Hagger is not alone in believing that there is undue pressure piled on agencies that need not be there.

It is a shift that demands a more people-first approach to the future of work; particularly in the advertising industry where client demands are often used as a catch-all response to unsustainable and, at times, downright barbaric approaches to work. Hagger is not alone in believing that there is undue pressure piled on agencies that need not be there.

Above: Sarah Ellis at the recent Creativebrief x Squiggly Careers event, How To Thrive, Not Just Survive, In An Always On Marketing Ecosystem.

A fear of structure

Yet while the flurry of negative headlines might lead to fear that the creative industries are facing up to a flexible working groundhog day, green shoots of humanity appear daily.

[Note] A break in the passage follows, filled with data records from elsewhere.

PR #258, opened 2025-06-05
add token budget script

Hgherzog:
Screenshot 2025-06-05 at 11 08 02 AM

### DIFF
--- a/scripts/check_token_budget.py
+++ b/scripts/check_token_budget.py
@@ -1,5 +1,7 @@
 """Script to check the token budget for a given sample."""
 
+import argparse
+
 import pandas as pd
 import torch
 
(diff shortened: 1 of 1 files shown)


scripts/check_token_budget.py
```diff
@@ -0,0 +1,89 @@
...
+    df = pd.DataFrame(results, index=[f"{b}" for b in token_budgets])
+    df.index.name = "Token Budget"
+
+    print("This table shows the maximum number of time steps (t) possible for a given")
+    print("h_w_p (patch tokens in height/width) and a total token budget.\n")
+    print(f"Sample created with modalities: {modalities_to_test}")
+    print(f"Base dimensions: H={H}, W={W}, T={T}\n")
+    print(df)
+    # write to csv
+    df.to_csv("token_budget_results.csv")
```
favyen2, line 107: If you like you could make the modalities and max H / W / T customizable from command line along with optional output filename but it's just a script so I think it's also fine as is.

Hgherzog: sure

From agencies such as Lucky Generals and Creature leading the way, with specific policies to support people going through miscarriage, to the growing swathe of agencies signing up to Creative Equals Creative Comeback returnship scheme. Smart leaders recognise that business as usual is no longer an option. 

Ask yourself honestly: have you ever had your best ideas in the office? 

The Equality and Human Rights Commission has highlighted flexible working as the single best way to improve gender equality in the workplace. Sharing the success of the Creative Equals Creative Comeback scheme at the Advertising Association’s LEAD conference last week, Diageo’s Chief Marketing Officer, Syl Saller, declared: “Who makes the work, matters.” 

Yet if the industry fails to embrace the squiggly career, or to flex enough to enable a diverse range of individuals to thrive in the workplace, advertising will be fishing from an increasingly narrow pool. The people we need to drive the work forward simply won’t be in the room. 

The Equality and Human Rights Commission has highlighted flexible working as the single best way to improve gender equality in the workplace.

So, call time on setting up flexible working as a problem to be solved; rather than the solution it truly is. Ask yourself honestly: have you ever had your best ideas in the office? If not, why then are our attentions so steadfastly fixated on the empty chairs within them; rather than the potential, talent and mental wellbeing of the people that may, or may not, choose to sit in them. That is of course, if 'flexism' doesn't squeeze them out before they even get started.